Aussi longtemps que je me souvienne, je me suis vécu « hors », hors de ce que l’on appelle communément la vie. Ce monde, tel que je le percevais, était définitivement inhospitalier à mes yeux et les petites poches de survie dans la nature, avec une amoureuse ou au son d’une mélodie ne consolaient rien. Il y avait là un frein, comme un « non » de celui qui ne veut pas venir. Avec les années j’avais entériné ma propre croyance : la vie était ainsi…
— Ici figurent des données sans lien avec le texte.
PR #8255, opened 2022-04-02
psreadline: add version 2.2.2

astelmachonak-nydig:
Adds PSReadLine PowerShell module

### DIFF
--- a/bucket/psreadline.json
+++ b/bucket/psreadline.json
@@ -1,0 +1,19 @@
+{
+    "version": "2.2.2",
+    "description": "A bash inspired readline implementation for PowerShell",
+    "homepage": "https://github.com/PowerShell/PSReadLine",
+    "license": "BSD-2-Clause",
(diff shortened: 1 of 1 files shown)


bucket/psreadline.json
```diff
@@ -0,0 +1,23 @@
+{
+    "version": "2.2.2",
+    "description": "A bash inspired readline implementation for PowerShell",
+    "homepage": "https://github.com/PowerShell/PSReadLine",
+    "license": "BSD-2-Clause",
+    "notes": [
+        "Use the module by running: 'Import-Module PSReadLine'",
```
rashil2000, line 7: AFAIK, the highest version of PSReadline is imported automatically, if found in PSModulePath. So this might not be needed.

astelmachonak-nydig: You are right - just validated and it works without explicit import. Fixed.

PR #8263, opened 2022-04-04
sk-ssh-agent: Add version 1.4

astelmachonak-nydig:
SK SSH Agent is pretty new, but very useful application for Windows. It works as SSH Agent for both putty and openssh and supports  FIDO/U2F security keys for authentication (along with regular keys). No other application on windows can do this (ssh-agent from openssh on Windows 10 works, but require to be started as service, so not usable without admin permissions).

### DIFF
--- a/bucket/sk-ssh-agent.json
+++ b/bucket/sk-ssh-agent.json
@@ -1,0 +1,15 @@
+{
+    "version": "1.4",
+    "description": "An SSH agent that supports using FIDO/U2F security keys with PuTTY and OpenSSH for Windows.",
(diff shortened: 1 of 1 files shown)


rashil2000:
Hey @astelmachonak-nydig, thanks for the PR!

Unfortunately this project is very new, and as part of our rudimentary scrutiny we wait for projects to become somewhat popular before adding them to official buckets. The reason for this is that these projects distribute binaries, and a certain level of trust is essential for typical users to run them.

astelmachonak-nydig:
@rashil2000 np, I see your point. I will host this internally meanwhile.

PR #8276, opened 2022-04-07
gephi: Update to version 0.9.3, fix autoupdate

tech189:
Relates to Excavator unable to autoupdate: https://github.com/ScoopInstaller/Extras/runs/5864968342?check_suite_focus=true#step:3:220


rashil2000:
The `-x64` might mean that it needs an architecture 64bit block now

tech189:
No it looks like it still ships 32-bit and 64-bit binaries. But I need to fix the post_install script as they now bundle the JRE, so no need to edit the conf to point to `JAVA_HOME`

tech189:
Fixed now, I have tested updating from 0.9.2 to 0.9.3 and installing from scratch.

PR #8285, opened 2022-04-09
(chore): Fix git conflicts with line endings

### LINKED ISSUE #7546: Some files cause occasionally Git conflicts on updating Scoop
## Bug Report

**Package Name:** issue does not apply to specific packages, the repository itself is affected

### Current Behaviour

Occasionally Git conflicts happen on `.reg` files and manifest `.json` files. `scoop update` throws an error due to that.
I can't understand when exactly this happens. It can be that it happens when new `.reg` files are added to the Git index.
Last time it happened to me with these two `.reg` files which were added two days ago: https://github.com/ScoopInstaller/Extras/tree/master/scripts/everything

### Expected Behaviour

No Git conflicts should happen.

### Additional context/output

Executing a `git reset --hard` didn't help to fix this issue. I had to do this:
```bash
git rm .gitattributes
git add -A
git reset --hard
```
Source: https://stackoverflow.com/a/19588910/7593710

### Possible Solution

Specify how to deal with `.reg` and other text files in `.gitattributes`.

I'm not 100% sure but this could be a solution:
```
# Set default behavior to automatically normalize line endings.
# If Git decides that the content is text, its line endings will be normalized to CRLF in the working tree on checkout.
# In the Git index/repository the files will always be stored with LF.
* text=auto eol=crlf
```

### System details

**Windows version:** 10

**OS architecture:** 64bit

**PowerShell version:**
```
Major  Minor  Build  Revision
-----  -----  -----  --------
5      1      18362  1801
```

**Additional software:** not relevant

#### Scoop Configuration

```json
{
    "lastupdate":  "2021-12-16T08:50:52.5175566+01:00",
    "SCOOP_REPO":  "https://github.com/lukesampson/scoop",
    "SCOOP_BRANCH":  "master",
    "aria2-enabled":  true,
    "aria2-warning-enabled":  false
}
```

maksymgendin:
Closes #7546


tech189:
(I think you accidentally added `hwp-converter.json` to this PR branch)

.editorconfig
```diff
@@ -15,6 +15,6 @@ trim_trailing_whitespace = true
 [*.{yml,yaml}]
 indent_size = 2
 
-[*.{[Bb][Aa][Tt],[Cc][Mm][Dd]}]
-# DOS/Win *requires* BAT/CMD files to have CRLF newlines
+[*.{[Bb][Aa][Tt],[Cc][Mm][Dd],reg,ps1}]
```
rashil2000, line 18:
```suggestion
[*.{[Bb][Aa][Tt],[Cc][Mm][Dd],[Rr][Ee][Gg],[Pp][Ss]1}]
```

maksymgendin:
> (I think you accidentally added `hwp-converter.json` to this PR branch)

Yes, it was half-consciously. I was checking and fixing the index for line endings and came across this file  which is checked in with 755 modifiers instead of 644 like other files. But I will revert this to keep the PR cleaner.

maksymgendin:
> If you need to specify these filetypes explicitly, shouldn't `.bat` and `.cmd` be listed as well? (The command processor needs these endings to interpret the files I believe.)

I'm almost sure that we don't need to specify them if newer Git versions are used. But not sure how older GIt versions behave - will the be able to auto-detect all text files? Not sure how to deal with this, need your support.

1️⃣ Remove **all** text file concretizations from `.gitattributes` and just keep `* text=auto eol=crlf`
2️⃣ Add concretizations for `.bat` and `.cmd` files to `.gitattributes`

.editorconfig
```diff
@@ -15,6 +15,6 @@ trim_trailing_whitespace = true
 [*.{yml,yaml}]
 indent_size = 2
 
-[*.{[Bb][Aa][Tt],[Cc][Mm][Dd]}]
-# DOS/Win *requires* BAT/CMD files to have CRLF newlines
+[*.{[Bb][Aa][Tt],[Cc][Mm][Dd],[Rr][Ee][Gg],[Pp][Ss]1}]
```
maksymgendin, line 18: Then a fair question would also be here - do we need to specify handling of these file endings? CRLF is already the default, see above.

rasa: In my experience, `.reg` and `.ps1` files can have LF line endings. Are we supporting older versions of Windows here? If so, how old? XP?

maksymgendin: I think Win 7 is the oldest version which is supported, right @rashil2000?

But does it matter here? We already have set CRLF for all files as the **default**. Does it make sense to additionally mention `.bat`, `.cmd`, `.reg` and `.ps1`? Seems to me like duplication...

rashil2000: The oldest version we support is 7.

If we've already put a default for all text files as CRLF, then we shouldn't be special-casing extensions after that.

maksymgendin: Alright, removed the duplication 👍

maksymgendin:
I cleaned up a bit. Hopefully `text=auto` instead of just `text` will make it work like expected 🙂

.editorconfig
```diff
@@ -14,7 +14,3 @@ trim_trailing_whitespace = true
 
 [*.{yml,yaml}]
 indent_size = 2
-
-[*.{[Bb][Aa][Tt],[Cc][Mm][Dd]}]
-# DOS/Win *requires* BAT/CMD files to have CRLF newlines
```
rashil2000, line 19: This is still required though, no? Batch scripts won't work on LF. 
(I'm aware this setting doesn't affect git checkouts).

maksymgendin: We have set CRLF as the default above, so all text files should be CRLF. As far as I understand 🙂 If we would have set LF as the default, then we would need this block.

rashil2000 (approved):

issaclin32 (approved):

PR #8304, opened 2022-04-11
ccleaner: Fix bin and shortcuts

DoveBoy:
Closes #XXXX

Relates to #XXXX

### DIFF
--- a/bucket/ccleaner.json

Quelque chose en moi n’a pourtant pas pu se résoudre à cette affirmation… Il y a une quinzaine d’années, je me suis mis en quête. Ne trouvant pas de réponses au sein de ma famille, je suis allé la chercher dans une communauté alliant travail de la terre et spiritualité. Cette association correspondait à une aspiration profonde sans doute.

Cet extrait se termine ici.